The design of these apps is focused on enhancing the indoor navigation experience in real time on device for visually impaired users, leveraging advanced technology to provide a more intuitive and helpful tool for daily use.
Future Work
The current performance of our Eye Robot app's model demonstrates moderate effectiveness in detecting selected classes with varying confidence levels and mean average precision (mAP) scores. The final model has achieved an average mAP score of 0.45, with certain classes reaching as high as 0.95, while others fall below 0.1. This variation is primarily attributed to class imbalances within the dataset, coupled with limited resources for further training and optimization of the model.
Our future plans to enhance the model's performance include several key strategies:
- Hyperparameter Tuning: We aim to explore and fine-tune other model parameters, seeking to discover configurations that might yield better performance across all classes.

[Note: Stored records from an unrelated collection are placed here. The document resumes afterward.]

PR #338, opened 2016-01-21
WIP: Translate non ortho slice

mathturtle:
@cryos This is as close as I have gotten to getting the non-ortho-slice to translate correctly.  It is somehow still cropped by the original bounds of the data though, and changing the clip_bounds variable doesn't seem to help.


mathturtle:
Wrapping into #326.  This MR was only to share WIP commits while allowing the other to be merged if desired.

- Addressing Class Imbalance: To mitigate the issue of class imbalance, we intend to increase the training data for underrepresented classes. This could involve incorporating additional datasets or employing data augmentation techniques to enrich our existing dataset.
- Exploring FastViT: We are also interested in exploring FastViT, a potentially more efficient model. Due to previous constraints in documentation and time, we couldn't implement it in our current setup. However, it remains a promising avenue for future development.

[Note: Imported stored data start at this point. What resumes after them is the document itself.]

PR #340, opened 2016-01-30
Color by labelmap

cquammen:
This branch introduces support for creating and rudimentarily visualizing label maps in tomviz. A label map is a special image in which each voxel has a label that has a special meaning. Usually, the label designates a voxel as belonging to part of a structure captured in the image.

Implementation-wise, a label map is stored as an additional point array in the vtkImageData in the DataSource output. This can be accomplished on the Python side with

`utils.set_label_map(dataset, result)`

where `result` is the array of label map values.

This PR also introduces a new Visualization Module, the Label Map Contour. Like the Contour module, this module enables the creation of a contour through the image data. It adds the capability of coloring by a label map in the image data if one is present.


cquammen:
@cryos I am happy with the ITK examples in this branch. Do you want to give it another try? The UI is the same as last time you tried it.

cryos:
Will do, thanks @cquammen

cryos:
Maybe I am forgetting something, but I do not see the colors for the sizes when trying this branch.

cquammen:
* Open LARGE_PtCu_NanoParticles.tiff
* Connected components with default arguments
* Create Label Map Contour visualization module
* Check "Use separate color map for this module"
* Pick a more colorful color map from the favorites (I like Rainbow Desaturated).
* You could change the contour value to 50 to see more blobs. You should see something like this:

image

Hovden:
Looks cool. Giving a tomviz talk in an hour. Last talk I got requests for segmentation.

cryos:
It is coming, just testing this out again now.

cryos:
I see what I missed - there is an exception because you used VTKImageToImageFilter, I guess I need to turn on another option in ITK and rebuild. Then I need to document our minimal set/ensure we have this in the superbuild. I see where you made the change now.

cryos:
It will make the build instructions a little more complex too as we need ITK to link to ParaView's VTK, but I can add that in if we need the ITKVtkGlue module.

cquammen:
How about that exception reporting, eh?

Yes, one needs to enable Module_ITKVtkGlue and point it to the VTK directory in the ParaView build directory. I can update the docs if you would like me to.

Another thing that needs to be defined is which pixel types we decide to wrap. I have enabled:

- ITK_WRAP_VECTOR_COMPONENTS  3
- ITK_WRAP_float ON
- ITK_WRAP_rgb_unsigned_char ON
- ITK_WRAP_rgba_unsigned_char ON
- ITK_WRAP_signed_char ON
- ITK_WRAP_signed_short ON
- ITK_WRAP_unsigned_char ON
- ITK_WRAP_unsigned_long ON
- ITK_WRAP_unsigned_short ON
- ITK_WRAP_vector_float ON

The dispatch from VTK image type to ITK image type could be improved to handle the ITK wrapped types that are available.

cryos:
It is easy to miss as I have other noise from the script. Do we need all of those types? The tomviz vtkImageData will be unsigned char, unsigned short, or float to be best of my knowledge. I would rather just build the types we are likely to use, and worked with Matt on minimizing that list.

cryos:
In addition we would want the likely output types for label maps, if that is not unsigned char, or unsigned short.

cryos:
Full output before rebuild (not I still have the warnings I mentioned):

Warning: Unknown parameter 'itk::FlatStructuringElement< 2 >' in template 'itk::BlackTopHatImageFilter'
Warning: Unknown parameter 'itk::FlatStructuringElement< 3 >' in template 'itk::BlackTopHatImageFilter'
Warning: Unknown parameter 'itk::FlatStructuringElement< 2 >' in template 'itk::ClosingByReconstructionImageFilter'
Warning: Unknown parameter 'itk::FlatStructuringElement< 3 >' in template 'itk::ClosingByReconstructionImageFilter'
Exception encountered while running ConnectedComponents
'LazyITKModule' object has no attribute 'VTKImageToImageFilter'

cquammen:
I agree we should minimize the type list. That will make ITK compile faster. I was just letting you know what I built with to potentially avoid a rebuild later on because a type was missing.

cryos:
I think the pain is worth it, works great with the addition of the glue module.

cquammen:
BTW, where are the ITK build instructions/configuration settings specified? Is this (https://github.com/OpenChemistry/tomviz-superbuild/blob/master/Generating_ITK_binaries.md) the place?

cryos:
That is for the superbuild, then there is the developer instructions page. Talking with Shawn, we may want to consider avoiding the glue module for now. I know things will be a little slower, but the build complexity goes up in the superbuild as ITK becomes coupled to VTK's ABI, and so it forces a rebuild every time ParaView is updated - that is not what we are doing right now.

If you have abstracted it away, is there any chance we can just do the copy for now, and then revisit this later? I would like to get these early results into people's hands soon. If it will take too long we can delay until the superbuild is modified to rebuild every time, and I have already asked them to enable incremental builds for tomviz builds (but that needs some testing to verify it works as expected) to avoid rebuilding all dependencies for every change.

cquammen:
Yeah, it's possible to change the implementation to avoid using the VTK glue. It will just double the connected components filter time. For the large image, creating the ITK image via numpy array took 12 seconds, just as long as the connected components filter itself. It may be possible to speed this up. I'll check with Matt.

cryos:
I think we can accept the slow down for now, and get it into people's hands. We can optimize/use the glue later, once we have some other bits of the superbuild working.

cryos:
Thanks Cory, once we have working binary builds for Mac and Windows we can merge this, @mathturtle is working on getting fixup bundle working for the Mac packages right now.

cquammen:
Two last things for this branch:

- I can add UI to set the binary threshold filter parameters
- I can add a checkbox for the regular contour filter to color by label map instead of image value. With that in place, I would remove the second contour icon in the toolbar.

Shall I do either of these?

cryos:
I am going to merge this now, and see how things work in the packaged binary. We can absolutely follow up with more commits in the future, sorry about the delays in merging. They were to allow us to finish patching tomviz, ParaView and the superbuild to package against Qt 5.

- Optimizing App Performance: For the Eye-Robot Pro version, a significant focus will be on optimizing the LiDAR code. Our objective is to enhance CPU, GPU and Apple Neural Engine (ANE) usage even more efficiently to reduce battery drainage, thereby improving the overall user experience.
By implementing these improvements, we aim to not only enhance the model's accuracy and reliability but also to extend the app's usability and efficiency. These developments will contribute significantly to the app's goal of aiding visually impaired individuals in navigating indoor environments more effectively.
Acknowledgements
Our team is grateful to our Capstone Professors Cornelia IIin and Zona Kostic. We really wouldn't have been able to achieve what we did without their support, knowledge and encouragement during this journey. We are also grateful to Professor Rachel Brown for providing some guidance to help train our model.
We would also like to thank all of our classmates throughout MIDS and all the resources that helped us make this project viable.